Determine how many lines in the listing that follows include "Auro". Answer only with that number.

○ ○ ○

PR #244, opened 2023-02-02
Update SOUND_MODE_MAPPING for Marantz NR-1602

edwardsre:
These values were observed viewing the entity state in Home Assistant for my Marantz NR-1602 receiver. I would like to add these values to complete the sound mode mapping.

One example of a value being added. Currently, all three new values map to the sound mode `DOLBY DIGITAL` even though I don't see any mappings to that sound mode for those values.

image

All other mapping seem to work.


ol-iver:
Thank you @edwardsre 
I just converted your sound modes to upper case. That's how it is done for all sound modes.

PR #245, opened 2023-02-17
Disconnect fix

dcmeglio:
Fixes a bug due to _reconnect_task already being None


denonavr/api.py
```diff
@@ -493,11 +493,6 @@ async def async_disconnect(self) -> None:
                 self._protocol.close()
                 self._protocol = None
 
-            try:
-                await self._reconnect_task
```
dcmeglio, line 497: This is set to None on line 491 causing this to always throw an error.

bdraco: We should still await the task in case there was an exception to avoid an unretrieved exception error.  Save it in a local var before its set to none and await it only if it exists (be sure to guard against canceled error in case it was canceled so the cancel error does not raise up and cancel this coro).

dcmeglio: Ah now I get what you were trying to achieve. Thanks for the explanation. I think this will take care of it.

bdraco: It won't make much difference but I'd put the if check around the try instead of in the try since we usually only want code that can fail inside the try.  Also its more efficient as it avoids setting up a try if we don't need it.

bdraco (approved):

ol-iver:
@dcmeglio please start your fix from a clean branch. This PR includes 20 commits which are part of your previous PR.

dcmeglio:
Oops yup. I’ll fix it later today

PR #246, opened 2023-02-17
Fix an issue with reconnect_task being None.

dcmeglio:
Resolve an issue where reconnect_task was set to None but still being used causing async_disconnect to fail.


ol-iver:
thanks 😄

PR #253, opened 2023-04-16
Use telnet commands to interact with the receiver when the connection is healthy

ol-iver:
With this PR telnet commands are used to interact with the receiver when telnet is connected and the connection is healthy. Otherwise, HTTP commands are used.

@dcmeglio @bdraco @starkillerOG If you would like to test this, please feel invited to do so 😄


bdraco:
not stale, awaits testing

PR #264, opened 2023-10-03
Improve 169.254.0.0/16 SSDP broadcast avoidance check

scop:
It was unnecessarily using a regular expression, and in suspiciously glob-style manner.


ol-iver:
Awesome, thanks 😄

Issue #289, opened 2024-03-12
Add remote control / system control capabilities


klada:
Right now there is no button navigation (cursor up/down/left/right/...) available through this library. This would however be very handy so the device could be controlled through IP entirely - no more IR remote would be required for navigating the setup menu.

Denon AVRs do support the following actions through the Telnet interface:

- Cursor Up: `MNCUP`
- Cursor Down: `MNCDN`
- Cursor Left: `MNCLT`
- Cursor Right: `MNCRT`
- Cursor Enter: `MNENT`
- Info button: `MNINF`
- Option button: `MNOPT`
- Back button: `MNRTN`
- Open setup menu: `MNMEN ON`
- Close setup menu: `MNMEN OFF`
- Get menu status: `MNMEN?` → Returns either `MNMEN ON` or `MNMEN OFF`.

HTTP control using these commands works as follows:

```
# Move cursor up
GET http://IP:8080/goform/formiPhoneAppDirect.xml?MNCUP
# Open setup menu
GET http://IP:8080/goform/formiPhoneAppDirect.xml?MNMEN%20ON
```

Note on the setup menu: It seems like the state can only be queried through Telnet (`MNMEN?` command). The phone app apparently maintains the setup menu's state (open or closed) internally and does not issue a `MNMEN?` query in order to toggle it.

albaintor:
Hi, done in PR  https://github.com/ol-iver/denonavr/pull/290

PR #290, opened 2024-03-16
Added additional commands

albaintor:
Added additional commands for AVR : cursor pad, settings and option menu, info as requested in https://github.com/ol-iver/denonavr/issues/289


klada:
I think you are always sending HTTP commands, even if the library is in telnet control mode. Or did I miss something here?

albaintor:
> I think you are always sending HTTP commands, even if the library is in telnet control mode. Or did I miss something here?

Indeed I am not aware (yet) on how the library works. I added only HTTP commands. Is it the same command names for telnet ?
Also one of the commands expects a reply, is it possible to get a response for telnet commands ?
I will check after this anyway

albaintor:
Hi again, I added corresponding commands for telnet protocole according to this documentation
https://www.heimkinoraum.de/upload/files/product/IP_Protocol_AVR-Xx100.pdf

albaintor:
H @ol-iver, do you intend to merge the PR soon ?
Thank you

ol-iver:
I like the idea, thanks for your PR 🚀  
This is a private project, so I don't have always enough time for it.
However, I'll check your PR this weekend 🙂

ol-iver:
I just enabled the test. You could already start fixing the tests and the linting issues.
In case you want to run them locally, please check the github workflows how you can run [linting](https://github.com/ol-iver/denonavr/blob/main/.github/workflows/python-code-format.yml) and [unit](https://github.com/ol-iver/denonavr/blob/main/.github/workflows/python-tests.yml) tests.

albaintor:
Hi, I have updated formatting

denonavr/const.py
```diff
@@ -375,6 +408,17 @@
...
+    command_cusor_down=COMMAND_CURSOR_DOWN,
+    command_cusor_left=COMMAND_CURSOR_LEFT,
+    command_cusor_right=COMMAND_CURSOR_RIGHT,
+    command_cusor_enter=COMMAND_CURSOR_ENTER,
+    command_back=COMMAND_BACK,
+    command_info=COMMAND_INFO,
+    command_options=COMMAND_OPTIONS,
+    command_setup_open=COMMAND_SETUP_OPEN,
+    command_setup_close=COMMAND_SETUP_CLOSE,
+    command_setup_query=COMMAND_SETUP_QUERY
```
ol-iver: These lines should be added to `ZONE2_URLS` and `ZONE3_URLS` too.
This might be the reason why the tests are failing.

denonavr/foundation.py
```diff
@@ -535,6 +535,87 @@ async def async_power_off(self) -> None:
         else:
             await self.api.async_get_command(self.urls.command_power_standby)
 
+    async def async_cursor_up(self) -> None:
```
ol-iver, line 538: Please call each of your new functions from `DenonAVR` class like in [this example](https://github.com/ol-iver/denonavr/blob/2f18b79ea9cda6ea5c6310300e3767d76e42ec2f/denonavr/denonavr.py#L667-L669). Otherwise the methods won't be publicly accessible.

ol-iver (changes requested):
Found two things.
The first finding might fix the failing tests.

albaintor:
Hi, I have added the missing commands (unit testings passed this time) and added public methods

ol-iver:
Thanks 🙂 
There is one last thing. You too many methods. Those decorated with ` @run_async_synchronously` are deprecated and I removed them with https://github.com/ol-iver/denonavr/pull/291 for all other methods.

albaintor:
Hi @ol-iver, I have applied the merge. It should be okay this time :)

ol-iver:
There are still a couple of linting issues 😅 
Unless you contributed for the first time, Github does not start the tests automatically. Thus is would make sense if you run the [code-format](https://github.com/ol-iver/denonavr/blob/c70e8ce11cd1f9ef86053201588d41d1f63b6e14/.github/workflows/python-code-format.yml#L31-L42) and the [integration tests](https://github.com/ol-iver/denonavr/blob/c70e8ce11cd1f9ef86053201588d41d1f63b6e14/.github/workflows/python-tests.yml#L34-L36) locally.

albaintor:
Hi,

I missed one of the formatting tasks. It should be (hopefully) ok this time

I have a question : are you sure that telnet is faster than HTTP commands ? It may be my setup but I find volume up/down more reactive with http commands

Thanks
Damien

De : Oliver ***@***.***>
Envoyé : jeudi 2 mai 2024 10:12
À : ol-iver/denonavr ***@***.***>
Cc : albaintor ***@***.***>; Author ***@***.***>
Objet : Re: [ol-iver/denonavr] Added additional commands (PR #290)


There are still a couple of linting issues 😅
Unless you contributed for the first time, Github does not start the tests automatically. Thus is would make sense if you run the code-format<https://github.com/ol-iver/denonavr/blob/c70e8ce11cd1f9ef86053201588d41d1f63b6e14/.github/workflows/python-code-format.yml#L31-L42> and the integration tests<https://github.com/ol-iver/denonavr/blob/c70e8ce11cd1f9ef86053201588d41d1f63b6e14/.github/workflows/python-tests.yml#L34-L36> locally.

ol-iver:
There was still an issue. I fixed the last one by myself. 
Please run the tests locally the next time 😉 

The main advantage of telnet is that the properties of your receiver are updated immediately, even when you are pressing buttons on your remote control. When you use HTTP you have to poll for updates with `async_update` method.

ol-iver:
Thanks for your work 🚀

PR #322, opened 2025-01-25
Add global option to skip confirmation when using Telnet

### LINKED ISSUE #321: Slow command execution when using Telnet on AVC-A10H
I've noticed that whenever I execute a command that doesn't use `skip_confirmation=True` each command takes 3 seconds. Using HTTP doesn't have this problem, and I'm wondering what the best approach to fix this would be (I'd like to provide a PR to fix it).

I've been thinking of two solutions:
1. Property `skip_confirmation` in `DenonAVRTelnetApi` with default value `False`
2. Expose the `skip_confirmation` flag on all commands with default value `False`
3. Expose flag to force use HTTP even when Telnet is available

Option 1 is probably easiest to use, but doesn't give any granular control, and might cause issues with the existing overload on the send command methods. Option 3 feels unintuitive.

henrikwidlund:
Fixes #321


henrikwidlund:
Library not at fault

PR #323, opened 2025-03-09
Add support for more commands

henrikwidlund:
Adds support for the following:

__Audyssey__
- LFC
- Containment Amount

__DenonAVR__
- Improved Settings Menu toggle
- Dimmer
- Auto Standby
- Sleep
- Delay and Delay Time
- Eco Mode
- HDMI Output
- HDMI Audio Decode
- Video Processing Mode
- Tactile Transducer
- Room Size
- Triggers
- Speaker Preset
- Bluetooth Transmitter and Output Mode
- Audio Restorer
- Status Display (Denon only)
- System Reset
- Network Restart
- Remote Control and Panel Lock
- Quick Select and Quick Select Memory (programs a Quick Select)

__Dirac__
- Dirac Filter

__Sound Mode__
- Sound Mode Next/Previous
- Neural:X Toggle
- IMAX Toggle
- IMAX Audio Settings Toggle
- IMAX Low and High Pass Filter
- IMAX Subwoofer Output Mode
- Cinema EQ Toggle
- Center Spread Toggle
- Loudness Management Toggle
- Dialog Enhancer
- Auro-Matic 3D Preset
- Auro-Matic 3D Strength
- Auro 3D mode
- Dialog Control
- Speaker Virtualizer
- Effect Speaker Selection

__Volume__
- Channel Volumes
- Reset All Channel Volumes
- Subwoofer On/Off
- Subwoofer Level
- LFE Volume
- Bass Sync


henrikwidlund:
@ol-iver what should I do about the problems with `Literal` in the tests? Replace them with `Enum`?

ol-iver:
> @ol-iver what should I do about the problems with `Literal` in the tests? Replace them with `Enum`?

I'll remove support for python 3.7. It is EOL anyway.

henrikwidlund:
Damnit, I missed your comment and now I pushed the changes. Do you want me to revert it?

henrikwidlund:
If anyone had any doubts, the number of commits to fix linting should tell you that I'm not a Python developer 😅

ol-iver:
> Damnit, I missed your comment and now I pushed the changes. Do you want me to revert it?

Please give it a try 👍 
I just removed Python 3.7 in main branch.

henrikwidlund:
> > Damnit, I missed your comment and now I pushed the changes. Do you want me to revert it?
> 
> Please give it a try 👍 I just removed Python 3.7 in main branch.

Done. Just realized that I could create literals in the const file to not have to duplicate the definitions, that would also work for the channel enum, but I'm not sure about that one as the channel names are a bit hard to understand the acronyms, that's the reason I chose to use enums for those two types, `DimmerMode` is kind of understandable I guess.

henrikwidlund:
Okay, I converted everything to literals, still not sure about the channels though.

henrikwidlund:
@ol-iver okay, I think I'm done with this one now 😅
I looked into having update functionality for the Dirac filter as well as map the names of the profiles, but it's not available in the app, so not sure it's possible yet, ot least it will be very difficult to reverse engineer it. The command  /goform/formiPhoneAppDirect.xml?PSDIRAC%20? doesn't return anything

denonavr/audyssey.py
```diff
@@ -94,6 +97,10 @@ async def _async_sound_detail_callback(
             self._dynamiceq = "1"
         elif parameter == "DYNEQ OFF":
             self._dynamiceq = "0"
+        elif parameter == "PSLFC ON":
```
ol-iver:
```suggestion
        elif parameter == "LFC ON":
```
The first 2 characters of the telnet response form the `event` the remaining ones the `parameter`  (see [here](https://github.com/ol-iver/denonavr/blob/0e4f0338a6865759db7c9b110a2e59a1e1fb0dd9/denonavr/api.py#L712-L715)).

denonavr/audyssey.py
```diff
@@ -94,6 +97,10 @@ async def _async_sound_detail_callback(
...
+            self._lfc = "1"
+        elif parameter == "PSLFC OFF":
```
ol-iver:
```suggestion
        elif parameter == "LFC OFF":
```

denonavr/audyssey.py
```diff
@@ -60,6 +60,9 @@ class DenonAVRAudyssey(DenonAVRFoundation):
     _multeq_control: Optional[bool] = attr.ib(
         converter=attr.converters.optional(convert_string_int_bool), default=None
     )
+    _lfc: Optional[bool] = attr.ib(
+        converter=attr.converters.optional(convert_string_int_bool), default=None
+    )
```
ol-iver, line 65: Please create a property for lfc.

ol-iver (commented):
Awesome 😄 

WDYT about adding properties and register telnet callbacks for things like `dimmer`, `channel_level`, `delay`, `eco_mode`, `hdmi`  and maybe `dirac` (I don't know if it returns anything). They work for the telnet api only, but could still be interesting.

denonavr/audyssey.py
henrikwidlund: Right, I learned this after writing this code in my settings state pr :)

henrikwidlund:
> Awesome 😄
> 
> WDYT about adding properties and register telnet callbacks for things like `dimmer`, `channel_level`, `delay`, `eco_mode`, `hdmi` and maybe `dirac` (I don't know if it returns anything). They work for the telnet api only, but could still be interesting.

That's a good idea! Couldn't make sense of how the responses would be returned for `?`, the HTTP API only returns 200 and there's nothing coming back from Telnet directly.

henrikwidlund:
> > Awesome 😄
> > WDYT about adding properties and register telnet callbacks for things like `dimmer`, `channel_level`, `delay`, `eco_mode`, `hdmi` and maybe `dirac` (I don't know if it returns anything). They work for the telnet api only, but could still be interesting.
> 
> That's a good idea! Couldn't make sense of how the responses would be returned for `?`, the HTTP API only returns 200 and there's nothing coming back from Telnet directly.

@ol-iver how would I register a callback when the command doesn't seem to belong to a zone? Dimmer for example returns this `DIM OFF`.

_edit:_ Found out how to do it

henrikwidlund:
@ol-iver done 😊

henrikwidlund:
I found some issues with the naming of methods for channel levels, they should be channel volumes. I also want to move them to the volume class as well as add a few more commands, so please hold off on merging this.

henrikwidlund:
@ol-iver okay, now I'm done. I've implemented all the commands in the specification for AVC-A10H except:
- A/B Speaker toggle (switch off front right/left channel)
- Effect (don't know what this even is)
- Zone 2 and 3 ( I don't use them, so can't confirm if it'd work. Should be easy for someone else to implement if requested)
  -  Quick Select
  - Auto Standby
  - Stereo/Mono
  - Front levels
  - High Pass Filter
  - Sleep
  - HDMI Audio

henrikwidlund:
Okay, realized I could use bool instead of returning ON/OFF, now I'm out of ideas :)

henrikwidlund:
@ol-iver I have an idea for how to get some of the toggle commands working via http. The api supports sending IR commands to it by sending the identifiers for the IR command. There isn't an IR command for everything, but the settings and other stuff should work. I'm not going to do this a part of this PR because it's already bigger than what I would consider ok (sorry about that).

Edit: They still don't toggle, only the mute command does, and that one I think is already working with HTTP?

○ ○ ○

#### FINISHED EXERCISE:
3